╭─ DATA RECORDS
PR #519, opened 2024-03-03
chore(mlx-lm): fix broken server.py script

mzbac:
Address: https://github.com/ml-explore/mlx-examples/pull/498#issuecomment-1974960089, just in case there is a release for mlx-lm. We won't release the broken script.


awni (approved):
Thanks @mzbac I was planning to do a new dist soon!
╰─
[ABOUT THIS TASK]
Find every line above that contains the word "mzbac", and return each one.

[EXERCISE ANSWER]
mzbac:
Thanks @mzbac I was planning to do a new dist soon!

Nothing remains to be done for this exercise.